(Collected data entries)
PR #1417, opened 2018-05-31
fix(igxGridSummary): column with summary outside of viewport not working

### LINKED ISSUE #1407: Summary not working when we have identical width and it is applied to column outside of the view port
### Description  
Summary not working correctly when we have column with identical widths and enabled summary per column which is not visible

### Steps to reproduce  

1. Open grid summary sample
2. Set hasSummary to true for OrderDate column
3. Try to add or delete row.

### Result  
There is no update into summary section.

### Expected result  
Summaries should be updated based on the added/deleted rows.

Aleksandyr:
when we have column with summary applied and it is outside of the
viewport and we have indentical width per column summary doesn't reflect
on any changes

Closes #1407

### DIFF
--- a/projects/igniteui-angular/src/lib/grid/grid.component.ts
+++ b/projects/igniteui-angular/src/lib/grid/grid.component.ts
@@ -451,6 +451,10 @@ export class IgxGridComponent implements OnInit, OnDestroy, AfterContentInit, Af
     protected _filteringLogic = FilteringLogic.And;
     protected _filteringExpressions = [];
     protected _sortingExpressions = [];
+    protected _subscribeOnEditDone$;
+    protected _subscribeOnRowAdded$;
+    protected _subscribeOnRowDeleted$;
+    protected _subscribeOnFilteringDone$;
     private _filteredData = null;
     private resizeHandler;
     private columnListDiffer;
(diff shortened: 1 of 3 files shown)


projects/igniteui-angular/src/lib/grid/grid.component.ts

==

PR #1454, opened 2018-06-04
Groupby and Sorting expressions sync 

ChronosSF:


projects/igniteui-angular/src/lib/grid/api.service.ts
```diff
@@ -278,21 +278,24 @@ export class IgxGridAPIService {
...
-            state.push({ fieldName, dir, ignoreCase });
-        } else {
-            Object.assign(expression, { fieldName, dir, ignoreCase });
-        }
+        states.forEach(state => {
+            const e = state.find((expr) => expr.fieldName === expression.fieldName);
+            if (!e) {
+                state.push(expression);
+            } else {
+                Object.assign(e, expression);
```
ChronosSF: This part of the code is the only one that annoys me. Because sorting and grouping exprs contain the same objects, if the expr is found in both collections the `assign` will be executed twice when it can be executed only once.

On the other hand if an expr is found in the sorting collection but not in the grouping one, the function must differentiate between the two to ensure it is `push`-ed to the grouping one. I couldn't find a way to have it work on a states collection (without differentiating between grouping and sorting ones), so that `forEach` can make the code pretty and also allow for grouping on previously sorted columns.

==

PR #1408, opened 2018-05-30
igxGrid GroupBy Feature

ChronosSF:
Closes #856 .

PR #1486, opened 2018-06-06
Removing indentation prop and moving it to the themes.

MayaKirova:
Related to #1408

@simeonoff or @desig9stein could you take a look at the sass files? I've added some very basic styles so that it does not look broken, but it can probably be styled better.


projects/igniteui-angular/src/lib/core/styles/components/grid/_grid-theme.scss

** TASK DESCRIPTION **
From the entries above, copy each line that holds "class".

** THE COMPLETED TASK **
@@ -451,6 +451,10 @@ export class IgxGridComponent implements OnInit, OnDestroy, AfterContentInit, Af
@@ -278,21 +278,24 @@ export class IgxGridAPIService {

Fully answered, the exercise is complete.